## [Data supplied]
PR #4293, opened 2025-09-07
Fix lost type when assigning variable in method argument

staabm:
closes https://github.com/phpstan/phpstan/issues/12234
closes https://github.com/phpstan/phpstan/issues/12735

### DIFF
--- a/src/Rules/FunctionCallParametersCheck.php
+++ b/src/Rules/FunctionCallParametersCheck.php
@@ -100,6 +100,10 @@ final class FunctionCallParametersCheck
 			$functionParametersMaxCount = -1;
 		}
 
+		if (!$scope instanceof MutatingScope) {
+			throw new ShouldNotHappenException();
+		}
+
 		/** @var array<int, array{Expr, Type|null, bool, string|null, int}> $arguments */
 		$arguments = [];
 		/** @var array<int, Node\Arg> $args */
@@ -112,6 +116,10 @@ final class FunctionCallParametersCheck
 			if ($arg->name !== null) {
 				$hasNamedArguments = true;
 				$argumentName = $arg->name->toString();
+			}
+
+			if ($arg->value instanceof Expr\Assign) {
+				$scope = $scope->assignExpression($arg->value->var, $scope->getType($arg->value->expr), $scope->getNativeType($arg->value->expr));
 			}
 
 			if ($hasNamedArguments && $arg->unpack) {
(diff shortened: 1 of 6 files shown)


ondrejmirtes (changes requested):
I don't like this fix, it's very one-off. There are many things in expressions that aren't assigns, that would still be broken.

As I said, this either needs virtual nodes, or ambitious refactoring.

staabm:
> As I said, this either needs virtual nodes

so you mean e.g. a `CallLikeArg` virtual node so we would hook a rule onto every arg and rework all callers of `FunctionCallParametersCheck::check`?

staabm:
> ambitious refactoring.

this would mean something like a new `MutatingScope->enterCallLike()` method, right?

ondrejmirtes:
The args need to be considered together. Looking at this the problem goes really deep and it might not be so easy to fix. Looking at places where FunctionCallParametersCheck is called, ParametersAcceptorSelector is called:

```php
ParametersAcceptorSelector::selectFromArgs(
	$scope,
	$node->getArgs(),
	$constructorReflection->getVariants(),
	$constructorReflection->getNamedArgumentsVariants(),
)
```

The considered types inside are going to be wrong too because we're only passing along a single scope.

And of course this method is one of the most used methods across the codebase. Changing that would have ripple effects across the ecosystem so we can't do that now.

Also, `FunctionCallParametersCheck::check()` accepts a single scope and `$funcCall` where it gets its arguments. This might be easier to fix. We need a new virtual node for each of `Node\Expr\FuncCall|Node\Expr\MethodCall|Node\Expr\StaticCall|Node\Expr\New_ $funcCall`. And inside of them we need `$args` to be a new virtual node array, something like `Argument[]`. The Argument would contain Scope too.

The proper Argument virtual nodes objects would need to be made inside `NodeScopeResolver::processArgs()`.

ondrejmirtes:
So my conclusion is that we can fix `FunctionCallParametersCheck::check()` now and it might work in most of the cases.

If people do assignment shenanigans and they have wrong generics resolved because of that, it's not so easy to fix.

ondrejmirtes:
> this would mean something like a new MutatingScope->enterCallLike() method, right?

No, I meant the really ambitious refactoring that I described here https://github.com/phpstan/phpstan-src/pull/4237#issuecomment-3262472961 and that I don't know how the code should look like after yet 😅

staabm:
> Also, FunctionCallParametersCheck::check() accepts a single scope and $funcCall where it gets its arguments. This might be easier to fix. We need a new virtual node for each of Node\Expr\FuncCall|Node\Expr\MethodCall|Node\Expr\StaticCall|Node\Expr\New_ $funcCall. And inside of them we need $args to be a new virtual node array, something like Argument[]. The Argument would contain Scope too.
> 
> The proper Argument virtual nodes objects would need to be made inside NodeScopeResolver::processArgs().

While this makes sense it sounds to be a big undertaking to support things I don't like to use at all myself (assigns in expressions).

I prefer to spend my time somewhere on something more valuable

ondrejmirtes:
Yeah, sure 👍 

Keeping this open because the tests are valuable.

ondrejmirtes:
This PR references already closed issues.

## [What to produce]
Where a line above contains the word "constructorReflection", show that line.

## [Solution]
	$constructorReflection->getVariants(),
	$constructorReflection->getNamedArgumentsVariants(),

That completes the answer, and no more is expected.